Однако он не мог не реагировать на единодушную критику картины друзьями. Осуждение ее не только вызвало у него глубокое разочарование от их неспособности понять его. Перед ним вновь замаячила перспектива возможных лишений, поскольку ни один агент, даже Воллар, не желал приобретать у него последние работы. Одиночество, в котором он оказался после создания этого поистине новаторского полотна, было столь велико, что Дерен в беседе со своим другом Канвейлером как-то заметил: «В один прекрасный день мы обнаружим Пикассо повесившимся под этим выдающимся полотном».
Любой человек, менее полагавшийся на собственное суждение и менее веривший в свою неповторимую индивидуальность, несомненно, сделал бы какой-нибудь радикальный шаг, отступил бы назад или изменил бы направление своего движения вперед. Но для Пикассо критика явилась стимулом для следования в одиночестве по избранному пути, который принесет ему мировую славу.
Последующие несколько месяцев ушли на создание картин, которые Барр охарактеризовал как «развитие идей», заложенных в его столь удивившем друзей произведении. Постепенно они начали высказывать мнение, что картина, вызвавшая у них поначалу такие серьезные сомнения, является не только поворотным пунктом в карьере Пикассо, но и открывает новую страницу в современной живописи. Все, за исключением Лео Стайна, который так и не смог смириться с изменением манеры письма художника и впоследствии осудил кубизм как «несусветную чушь», рано или поздно признали несравненные достоинства нового направления.
Однако на фоне этого первоначального всеобщего неодобрения было два исключения.
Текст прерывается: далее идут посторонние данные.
Issue #2425, opened 2025-10-06
Configurable Output Format: files or stdout / stderr


xepozz:
Infection provides `logger-gitlab` CLI flag which specifies output file for one of json formats (gitlab)
But there's no flags to get the json directly after calling the command.

It would be super convenient to have any of these formats as an stdout result.
I'm playing with plugin for Intellij IDEA for Infection and now I'll put anything into a temporary file which is passed to the `logger-gitlab` flag.

maks-rafalko:
Hey, you can use

- `infection --logger-gitlab=php://stdout` 
- `infection --logger-gitlab=php://stderr`

It's documented here: https://infection.github.io/guide/usage.html

Would it work for you?



> I'm playing with plugin for Intellij IDEA for Infection

would be happy to see/test the results if you will end up with a working plugin eventually

maks-rafalko:
closing, feel free to reopen if it doesn't work for you

xepozz:
> * `infection --logger-gitlab=php://stdout`
> * `infection --logger-gitlab=php://stderr`

Nice. Thought it could work, but preferred to ask.

> would be happy to see/test the results if you will end up with a working plugin eventually

First beta is here: https://plugins.jetbrains.com/plugin/28650-infection

It works as phpstan/psalm/mago/etc: when you open a file it runs tests, collects results and annotate editor elements. Currently, only diff preview is available.
Later I'll rework the plugin and make it work as phpunit/codeception plugins does:
- Running and actions as "... with Coverage"
- Filling code coverage panel
- Annotating elements as now

xepozz:
I'd ask you to add in the output line ending / char ending position of the transforming AST node.
I understand that it doesn't mean any whitespaces, but it would be convenient to highlight only changed nodes instead of a full line of even line with partial content.

By the last I mean this snippet

<img width="389" height="234" alt="Image" src="https://github.com/user-attachments/assets/f65f7854-ad9d-4d47-81c7-5d5326e9a7e1" />

In the results I have only line `64`
<img width="1035" height="209" alt="Image" src="https://github.com/user-attachments/assets/24f59dfa-2eeb-45d4-99ed-bf7836ca8311" />

maks-rafalko:
We are using php-parser lib and creating diff between **already pretty printed file** and **mutated file**, like this

https://github.com/infection/infection/blob/38991a32f17608df97848403f23921431c9a3842/src/Mutant/MutantFactory.php#L80

[...]

PR #2448, opened 2025-10-14
Format-preserving pretty-printing for Mutants

maks-rafalko:
Format-preserving pretty printing is hard :| After a week of evenings of debugging, here we go.

https://github.com/nikic/PHP-Parser/blob/master/doc/component/Pretty_printing.markdown#formatting-preserving-pretty-printing

Why is this needed?

- To correctly highlight mutated code in PhpStorm Plugin (requested here: https://github.com/infection/infection/issues/2425#issuecomment-3377140398)
- To have original code in code diffs for each Mutant. Previously, the code was reformatted by PrettyPrinter from `php-parser`

Instead of 1000 words, examples:

Before:

```diff
@@ @@
     }
     public function logVerbosityDeprecationNotice(string $valueToUse): void
     {
-        $this->logger->notice('Numeric versions of log-verbosity have been deprecated, please use, ' . $valueToUse . ' to keep the same result', ['block' => true]);
+        $this->logger->notice('Numeric versions of log-verbosity have been deprecated, please use, ' . $valueToUse . ' to keep the same result', []);
     }
     public function logUnknownVerbosityOption(string $default): void
     {
```

After:

```diff
@@ @@
     {
         $this->logger->notice(
             'Numeric versions of log-verbosity have been deprecated, please use, ' . $valueToUse . ' to keep the same result',
-            ['block' => true],
+            [],
         );
     }
```

As you can see, previously Infection **modified** the source code formatting, then created a Mutant, and then compared modified original code with mutant.

Now, original code is compared with a mutant as is - we ONLY change the mutated node. No more reformatting.

This gives us much more readable and clear diffs. Long multiline arrays are no longer changed to lengthy one-liners.

----

During implementation, I found several bugs in `php-parser`:

- https://github.com/nikic/PHP-Parser/pull/1115
- https://github.com/nikic/PHP-Parser/pull/1116
- https://github.com/nikic/PHP-Parser/issues/1117
- https://github.com/nikic/PHP-Parser/issues/1119

These are not blockers, but interesting to see the answers from Nikita. I have a feeling that either these are bugs or we don't use nodes replacements correctly (probably we should do them in-place) - let's see.

----

- [x] check how HTML report works after these changes

### DIFF
--- a/tests/phpunit/Mutation/FileMutationGeneratorTest.php
+++ b/tests/phpunit/Mutation/FileMutationGeneratorTest.php
@@ -395,15 +395,7 @@ final class FileMutationGeneratorTest extends TestCase
         string $relativePathname,
         ?bool $hasTests = null,
     ): Trace {
-        $splFileInfoMock = $this->createMock(SplFileInfo::class);
-        $splFileInfoMock->method('__toString')->willReturn($file);
-        $splFileInfoMock->method('getFilename')->willReturn($file);
-        $splFileInfoMock->method('getRealPath')->willReturn($file);
-        $splFileInfoMock->method('getContents')->willReturn(
-            file_exists($file) ? file_get_contents($file) : 'content',
-        );
-        $splFileInfoMock->method('getRelativePath')->willReturn($relativePath);
-        $splFileInfoMock->method('getRelativePathname')->willReturn($relativePathname);
+        $splFileInfoMock = $this->createSplFileInfoMock($file, $relativePath, $relativePathname);
 
         $proxyTraceMock = $this->createMock(Trace::class);
         $proxyTraceMock
@@ -419,5 +411,20 @@ final class FileMutationGeneratorTest extends TestCase
         }
 
         return $proxyTraceMock;
+    }
+
+    private function createSplFileInfoMock(string $file, string $relativePath, string $relativePathname): SplFileInfo&MockObject
+    {
+        $splFileInfoMock = $this->createMock(SplFileInfo::class);
+        $splFileInfoMock->method('__toString')->willReturn($file);
+        $splFileInfoMock->method('getFilename')->willReturn($file);
+        $splFileInfoMock->method('getRealPath')->willReturn($file);
+        $splFileInfoMock->method('getContents')->willReturn(
+            file_exists($file) ? file_get_contents($file) : 'content',
+        );
+        $splFileInfoMock->method('getRelativePath')->willReturn($relativePath);
+        $splFileInfoMock->method('getRelativePathname')->willReturn($relativePathname);
+
+        return $splFileInfoMock;
     }
 }


src/Mutator/Arithmetic/Assignment.php
```diff
@@ -74,7 +76,11 @@ public static function getDefinition(): Definition
      */
     public function mutate(Node $node): iterable
     {
-        yield new Node\Expr\Assign($node->var, $node->expr, $node->getAttributes());
+        yield new Node\Expr\Assign(
+            $node->var,
+            $node->expr,
+            array_diff_key($node->getAttributes(), array_flip(['origNode'])),
```
maks-rafalko: for me: simplify and move to some static method call? This is repeated almost for every mutator, except `PublicVisibility` / `ProtectedVisibility` that don't require it

src/Mutant/MutantFactory.php
```diff
@@ -71,7 +63,7 @@ public function create(Mutation $mutation): Mutant
         );
 
         $mutatedCode = lazy($this->createMutatedCode($mutation));
-        $originalPrettyPrintedFile = lazy($this->getOriginalPrettyPrintedFile($mutation->getOriginalFilePath(), $mutation->getOriginalFileAst()));
+        $originalPrettyPrintedFile = lazy((static fn () => yield $mutation->getOriginalFileContent())());
```
sanmai:
```suggestion
        $originalPrettyPrintedFile = later(static fn () => yield $mutation->getOriginalFileContent());
```

maks-rafalko: thanks, fixed

src/Mutator/Arithmetic/Assignment.php
theofidry: Given how it is used everywhere, maybe we can use a utility there? `NodeAttributes::getAllExceptOriginalNode()`?

tests/phpunit/Mutation/FileMutationGeneratorTest.php
```diff
@@ -391,10 +395,20 @@ private function createTraceMock(
         string $relativePathname,
         ?bool $hasTests = null,
     ): Trace {
+        $splFileInfoMock = $this->createMock(SplFileInfo::class);
```
theofidry: I don't get why this is necessary?

maks-rafalko:
> So how do we test the result for a specific mutator? When replacing `-` with `+` there is no change of character/position so I guess it's an easy scenario, but if there is bigger transformations then how does it plays out and how can we see that?

that's why I've created https://github.com/infection/infection/pull/2450 - to be able to test exactly that formatting that happens for Mutants. Currently, different prinetrs are used so it's impossible.

But I will do it in separate PR what will target this one, as it's quite big

src/Mutator/Arithmetic/Assignment.php
maks-rafalko: that's what I've already planned here: https://github.com/infection/infection/pull/2448#discussion_r2430331567. Yes, I will create a static class/method for it

tests/phpunit/Mutation/FileMutationGeneratorTest.php
maks-rafalko: because now `FileMutationGenerator` calls `$sourceFile->getContents()` and for all the fake paths like `/path/to/file` is started failing.

On the other side, there are other cases which relies on the real file's content from the fixtures, so this mock supports both

theofidry: Could be worth to have a dedicated `DummySplFileInfo` instead of a mock?

maks-rafalko: could you please explain how would it work?

maks-rafalko:
> So how do we test the result for a specific mutator? When replacing `-` with `+` there is no change of character/position so I guess it's an easy scenario, but if there is bigger transformations then how does it plays out and how can we see that?

I've spent much more time on it and updated the tests to use format-preserving pretty printer. 

Many of the tests have been updated (as they obviously failed), unfortunately it's impossible to move it to a separate PR, so please take a look.

I've found already ~4 potential bugs in `php-parser` (mentioned them in the PR description), but none of them are blockers, yet annoying. You will find workarounds for them in the diff.

src/Mutation/Mutation.php
```diff
@@ -79,6 +81,8 @@ public function __construct(
         private readonly MutatedNode $mutatedNode,
         private readonly int $mutationByMutatorIndex,
         private readonly array $tests,
+        private readonly array $originalFileTokens,
```
theofidry, line 82: since those are readonly maybe they could be public?

src/Mutator/Boolean/LogicalAndNegation.php
```diff
@@ -76,7 +76,14 @@ public static function getDefinition(): Definition
      */
     public function mutate(Node $node): iterable
     {
-        yield new Node\Expr\BooleanNot($node);
+        // Clone the node to remove the origNode from the wrapped expression
+        // see bug https://github.com/nikic/PHP-Parser/issues/1119
+        $wrappedNode = clone $node;
+        $wrappedAttrs = $wrappedNode->getAttributes();
+        unset($wrappedAttrs['origNode']);
+        $wrappedNode->setAttributes($wrappedAttrs);
```
theofidry:
```suggestion
        $wrappedNode->setAttributes(NodeAttributes::getAllExceptOriginalNode($node));
```

src/Mutator/Boolean/LogicalOrNegation.php
```diff
@@ -76,7 +77,17 @@ public static function getDefinition(): Definition
      */
     public function mutate(Node $node): iterable
     {
-        yield new Node\Expr\BooleanNot($node);
+        // Clone the node to remove the origNode from the wrapped expression
+        // see bug https://github.com/nikic/PHP-Parser/issues/1119
+        $wrappedNode = clone $node;
+        $wrappedAttrs = $wrappedNode->getAttributes();
+        unset($wrappedAttrs['origNode']);
+        $wrappedNode->setAttributes($wrappedAttrs);
```
theofidry: likewise here (maybe a few other places too)

tests/phpunit/Mutator/NodeAttributesTest.php
```diff
@@ -0,0 +1,102 @@
...
+
+use Infection\Mutator\NodeAttributes;
+use PhpParser\Node\Scalar\Int_;
+use PHPUnit\Framework\Attributes\CoversClass;
+use PHPUnit\Framework\TestCase;
+
+#[CoversClass(NodeAttributes::class)]
+final class NodeAttributesTest extends TestCase
+{
+    public function test_it_returns_all_attributes_except_original_node(): void
```
theofidry: I find this test a bit boilertemplaty, this could be made simpler with a data provider:

```php
/**
     * @param array<string, mixed> $expected
     */
    #[DataProvider('nodeProvider')]
    public function test_it_gets_all_attributes_except_the_original_node(
        Node $node,
        array $expected,
    ): void
    {
        $actual = NodeAttributes::getAllExceptOriginalNode($node);

        self::assertSame($expected, $actual);
    }

    public static function nodeProvider(): iterable
    {
        yield 'nominal' => (static function () {
            $attributes = [
                'startLine' => 1,
                'endLine' => 2,
                'startFilePos' => 3,
                'endFilePos' => 4,
                'customAttribute' => 'value',
            ];

            $node = new Int_(42);
            $node->setAttributes($attributes);
            $node->setAttribute('origNode', $node);

            return [$node, $attributes];
        })();

        yield 'no attributes' => [
            new Int_(42),
            [],
        ];

        yield 'all attributes when original node is not present' => [
            new Int_(
                42,
                [
                    'startLine' => 1,
                    'endLine' => 2,
                ],
            ),
            [
                'startLine' => 1,
                'endLine' => 2,
            ],
        ];
    }
```

src/PhpParser/FileParser.php
```diff
@@ -69,4 +70,14 @@ public function parse(SplFileInfo $fileInfo): array
             throw UnparsableFile::fromInvalidFile($filePath, $throwable);
         }
     }
+
+    /**
+     * Return tokens for the last parse.
+     *
+     * @return Token[]
+     */
+    public function getTokens(): array
```
theofidry, line 79: I'm not a fan of this API. It fits in the current usage but it lacks any cohesiveness. Can't we change `FileParser` to return a tuple instead?

```suggestion
    /**
     * @throws UnparsableFile
     *
     * @return array{Stmt[], Token[]}
     */
    public function parse(SplFileInfo $fileInfo): array
    {
        try {
            $statements = $this->parser->parse($fileInfo->getContents()) ?? [];
            $tokens = $this->parser->getTokens();

            return [$statements, $tokens];
        } catch (Throwable $throwable) {
            $filePath = $fileInfo->getRealPath() === false
                ? $fileInfo->getPathname()
                : $fileInfo->getRealPath()
            ;

            throw UnparsableFile::fromInvalidFile($filePath, $throwable);
        }
    }
```

I appreciate it has a greater impact though

tests/phpunit/Mutation/FileMutationGeneratorTest.php
theofidry: Something like this:

<details>
<summary>DummySplFileInfo.php</summary>

```php
<?php

declare(strict_types=1);

namespace Infection\Tests\FileSystem;

use Symfony\Component\Finder\SplFileInfo as SymfonyFinderSplFileInfo;

final class DummySplFileInfo extends SymfonyFinderSplFileInfo
{
    public function __construct(
        private readonly string $filename,
        private readonly string $realPath,
        private readonly string $relativePath,
        private readonly string $relativePathname,
        private readonly string $contents,
        private readonly string $toString,
    )
    {
        parent::__construct(__FILE__, $relativePath, $relativePathname);
    }

    public static function forFile(
        string $file,
        string $relativePath,
        string $relativePathname,
        string $contents,
    ): self {
        return new self(
            filename: $file,
            realPath: $file,
            relativePath: $relativePath,
            relativePathname: $relativePathname,
            contents: $contents,
            toString: $file,
        );
    }

    public function getFilename(): string
    {
        return $this->filename;
    }

    public function getRealPath(): string
    {
        return $this->realPath;
    }

    public function getRelativePath(): string
    {
        return $this->relativePath;
    }

    public function getRelativePathname(): string
    {
        return $this->relativePathname;
    }

    public function getContents(): string
    {
        return $this->contents;
    }

    public function __toString(): string
    {
        return $this->toString;
    }
}

```
</details>

Then your current code becomes:

```php
$splFileInfo = DummySplFileInfo::forFile(
            $file,
            $relativePath,
            $relativePathname,
            file_exists($file) ? file_get_contents($file) : 'content',
        );
```

And it could also be used in other places; I don't have any atm, but maybe it is a case we'll come across and a scenario we avoided in the past because it was too annying.

theofidry: Alternatively I would at least move that piece of code into a factory `createSplFileInfoMock()`

theofidry (approved):

src/Mutation/Mutation.php
maks-rafalko: I decided not to do it, because it won't be consistent. We can translate private readonly properties to public as a separate PR using Rector I guess on the project level

src/PhpParser/FileParser.php
maks-rafalko: Decided not to do it because `->parse($file)` and `->getTokens()` this is exactly the API that `php-parser` exposes. Yes, it's arguable, but we only have a wrapper.

Such change will affect many files and IMO if we really want it (I have doubts) it shouldn't be done here.

tests/phpunit/Mutation/FileMutationGeneratorTest.php
maks-rafalko: moved to a separate factory method

> $splFileInfo = DummySplFileInfo::forFile(

tbh, I don't see a benefit of extracting it to another class at the current stage. If there are - please outline them

theofidry: I personally find it more expressive and removes the reliance on the mocks, but at this stage it's more a matter of preference than practicality.

src/PhpParser/FileParser.php
theofidry: It's already questionable in `PHP-Parser` and the advantage of having a wrapper is to be able to correct such API issues.

>Such change will affect many files

Does it? From what I saw it only affects 3 files which you are already touching. That said this could be done in a separate PR.

In the end I don't think it's a fundamental change so I won't insist more than that, but it would be nicer to not introduce loose APIs.

PR #2449, opened 2025-10-16
test: Cosmetic changes to SourceFileCollectorTest

theofidry:


tests/phpunit/FileSystem/SourceFileCollector/SourceFileCollectorTest.php
```diff
@@ -36,32 +36,38 @@
...
+    ): void {
+        $files = (new SourceFileCollector())->collectFiles(
+            $sourceDirectories,
+            $excludedFilesOrDirectories,
+        );
 
         self::assertIsEqualCanonicalizing(
             $expectedList,
-            take($files)->toAssoc(),
+            iterator_to_array($files),
```
sanmai: When I see `iterator_to_array()` I have to recall or look up what the the default behavior, so it is almost always a waste of a reader's time; with `take($files)->toAssoc()` there's no such problem - it does what it says. No second guessing, no extra time spent looking up what is what.

Further, calling `iterator_to_array` the wrong way could lead to very confusing bugs, so it is very important that the second argument of  `iterator_to_array` has the correct value. Once again, with `take($files)->toAssoc()` or `take($files)->toList()` there's not confusion whatsoever.

theofidry: Tbh it's a case where I really prefer iter's `toArrayWithKeys()` which is both more describe and direct. But I also don't really to introduce yet another lib for this sort of things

Немецкий критик и коллекционер Вильгельм Уде с самого начала не скрывал своего восхищения новым стилем. С ним соглашался его молодой друг Дани ель Анри Канвейлер, которому Уде описал картину до того, как тот увидел это необычное полотно, написанное в манере, чем-то напоминающей ассирийскую манеру письма.
С первой встречи с автором этого революционизировавшего живопись полотна Канвейлер до конца жизни остался другом Пикассо и авторитетным хроникером кубизма с момента его зарождения. Незадолго до этого он отказался от сулившей большое будущее карьеры в Лондоне и переехал в Париж, чтобы стать агентом по продаже картин, привлеченный оригинальной и экспрессивной мощью таких молодых художников, как Пикассо, Дерен, Вламинк и Брак. Они были первыми, кого он выставлял в открытой им галерее на улице Виньон.